PR #742, opened 2024-07-15
[Dropdown]: Update spacing and padding of dropdown options

aguscruiz:
I updated the padding of the items inside the dropdown, also the border radius and spacing between elements.

### DIFF
--- a/src/components/dropdown/dropdown.stories.svelte
+++ b/src/components/dropdown/dropdown.stories.svelte
@@ -207,7 +207,7 @@
   .country {
     display: flex;
     flex-direction: row;
-    gap: 8px;
+    gap: var(--leo-spacing-xl);
     align-items: center;
   }
 
--- a/src/components/menu/menu.svelte
+++ b/src/components/menu/menu.svelte
@@ -261,7 +261,7 @@
     cursor: pointer;
     margin: var(--leo-menu-item-margin);
     border-radius: var(--leo-menu-item-border-radius);
-    padding: var(--leo-menu-item-padding)
+    padding: var(--leo-menu-item-padding);
     display: revert;
   }
 
--- a/src/components/menu/menu.svelte
+++ b/src/components/menu/menu.svelte
@@ -242,8 +242,7 @@
   :global .leo-menu-popup ::slotted(*),
   :global .leo-menu-popup > * {
     --leo-menu-item-margin: var(--leo-spacing-s);
-    --leo-menu-item-padding-horizontal: var(--leo-spacing-xl);
-    --leo-menu-item-padding-vertical: var(--leo-spacing-m);
+    --leo-menu-item-padding:  var(--leo-spacing-m) var(--leo-spacing-xl);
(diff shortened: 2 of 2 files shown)


src/components/dropdown/dropdown.stories.svelte
```diff
@@ -207,7 +207,7 @@
   .country {
     display: flex;
     flex-direction: row;
-    gap: 8px;
+    gap: var(--leo-spacing-xl);
```
fallaciousreasoning, line 210: **Note:** This only affects the story, not the component - probably good for demonstration purposes :smile:

src/components/menu/menu.svelte
```diff
@@ -243,8 +242,9 @@
   :global .leo-menu-popup ::slotted(*),
   :global .leo-menu-popup > * {
     --leo-menu-item-margin: var(--leo-spacing-s);
-    --leo-menu-item-padding: var(--leo-spacing-xl);
-    --leo-menu-item-border-radius: var(--leo-spacing-m);
+    --leo-menu-item-padding-horizontal: var(--leo-spacing-xl);
+    --leo-menu-item-padding-vertical: var(--leo-spacing-m);
```
fallaciousreasoning, line 246: Don't think we need to separate that into two separate variables:

```suggestion
    --leo-menu-item-padding: var(--leo-spacing-m) var(--leo-spacing-xl);
```

This variable is just so people using the component can tweak it :smile:

src/components/menu/menu.svelte
```diff
@@ -261,7 +261,7 @@
     cursor: pointer;
     margin: var(--leo-menu-item-margin);
     border-radius: var(--leo-menu-item-border-radius);
-    padding: var(--leo-menu-item-padding);
+    padding: var(--leo-menu-item-padding-vertical) var(--leo-menu-item-padding-horizontal);
```
fallaciousreasoning, line 264:
```suggestion
    padding: var(--leo-menu-item-padding)
```

fallaciousreasoning (commented):
Thanks @aguscruiz !

src/components/menu/menu.svelte
aguscruiz: @fallaciousreasoning I accepted your suggestions there but it broke for me

image

aguscruiz:
@fallaciousreasoning I wanted to change the gap here between text and icon to `--leo-spacing-xl` but I couldn't manage to do it :( 

image

fallaciousreasoning (approved):

fallaciousreasoning:
Just confirming:

Custom options don't seem to line up with the `select...` text:
image


No icons have more padding on the side - it this what we want?
image

aguscruiz:
Yeah, it's the way I have it in Nala. Problem is a spacing value I have for the dropdown elements.

But let's keep it that way for now with this changes, and then I'll see if I can solve it. Changing one of these values is gonna have a ripple effect in Figma XD 

image

AlanBreck (approved):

:: Task details ::
Beginning at the line that holds "No icons have", copy every line through the end of the entries exactly as given, and only those lines.

:: Worked solution ::
No icons have more padding on the side - it this what we want?
image

aguscruiz:
Yeah, it's the way I have it in Nala. Problem is a spacing value I have for the dropdown elements.

But let's keep it that way for now with this changes, and then I'll see if I can solve it. Changing one of these values is gonna have a ripple effect in Figma XD 

image

AlanBreck (approved):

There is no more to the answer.